DIRECTIONS FOR THIS TASK » From the listing below, copy out every line where the word "option" appears.

EXTRACTED ENTRIES »
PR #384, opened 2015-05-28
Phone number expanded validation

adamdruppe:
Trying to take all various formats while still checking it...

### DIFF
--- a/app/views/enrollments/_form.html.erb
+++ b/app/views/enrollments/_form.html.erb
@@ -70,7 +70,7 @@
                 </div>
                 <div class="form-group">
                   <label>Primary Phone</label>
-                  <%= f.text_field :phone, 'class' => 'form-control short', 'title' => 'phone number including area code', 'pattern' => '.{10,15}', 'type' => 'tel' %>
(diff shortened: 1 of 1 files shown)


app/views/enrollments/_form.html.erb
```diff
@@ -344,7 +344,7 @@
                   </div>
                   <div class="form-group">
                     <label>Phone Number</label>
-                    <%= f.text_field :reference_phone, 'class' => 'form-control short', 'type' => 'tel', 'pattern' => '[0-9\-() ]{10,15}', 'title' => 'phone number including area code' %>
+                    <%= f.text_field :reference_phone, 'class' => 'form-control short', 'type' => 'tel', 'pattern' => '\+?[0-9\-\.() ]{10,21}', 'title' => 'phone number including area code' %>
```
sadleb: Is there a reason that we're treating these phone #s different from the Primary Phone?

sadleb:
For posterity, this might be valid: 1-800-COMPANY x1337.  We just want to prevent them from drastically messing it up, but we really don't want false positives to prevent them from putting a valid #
==
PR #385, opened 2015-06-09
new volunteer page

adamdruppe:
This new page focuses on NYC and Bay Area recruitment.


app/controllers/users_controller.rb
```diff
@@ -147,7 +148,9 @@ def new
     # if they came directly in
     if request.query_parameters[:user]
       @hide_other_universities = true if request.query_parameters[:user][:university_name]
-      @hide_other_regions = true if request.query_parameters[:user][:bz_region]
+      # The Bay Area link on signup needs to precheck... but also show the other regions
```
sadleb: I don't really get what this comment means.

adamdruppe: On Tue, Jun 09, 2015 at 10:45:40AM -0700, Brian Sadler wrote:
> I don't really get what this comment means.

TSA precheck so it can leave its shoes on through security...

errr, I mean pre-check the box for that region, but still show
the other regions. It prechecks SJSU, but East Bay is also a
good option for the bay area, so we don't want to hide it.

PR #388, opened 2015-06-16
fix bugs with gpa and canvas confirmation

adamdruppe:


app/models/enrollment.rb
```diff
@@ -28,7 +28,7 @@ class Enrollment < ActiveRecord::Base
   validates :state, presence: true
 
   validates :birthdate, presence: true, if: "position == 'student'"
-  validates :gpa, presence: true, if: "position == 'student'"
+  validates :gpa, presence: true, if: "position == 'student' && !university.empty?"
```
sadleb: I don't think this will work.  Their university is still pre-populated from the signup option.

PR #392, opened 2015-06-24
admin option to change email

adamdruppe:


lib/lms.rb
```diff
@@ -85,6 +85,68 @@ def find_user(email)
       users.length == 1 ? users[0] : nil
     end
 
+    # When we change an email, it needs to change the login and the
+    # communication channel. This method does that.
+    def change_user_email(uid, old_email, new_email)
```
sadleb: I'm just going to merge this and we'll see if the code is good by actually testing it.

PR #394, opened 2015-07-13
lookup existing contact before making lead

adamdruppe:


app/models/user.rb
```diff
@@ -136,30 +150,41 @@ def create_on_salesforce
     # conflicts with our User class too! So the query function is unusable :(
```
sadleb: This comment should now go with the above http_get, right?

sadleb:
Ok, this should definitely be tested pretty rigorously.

OUTPUT BELOW »
good option for the bay area, so we don't want to hide it.
sadleb: I don't think this will work.  Their university is still pre-populated from the signup option.
admin option to change email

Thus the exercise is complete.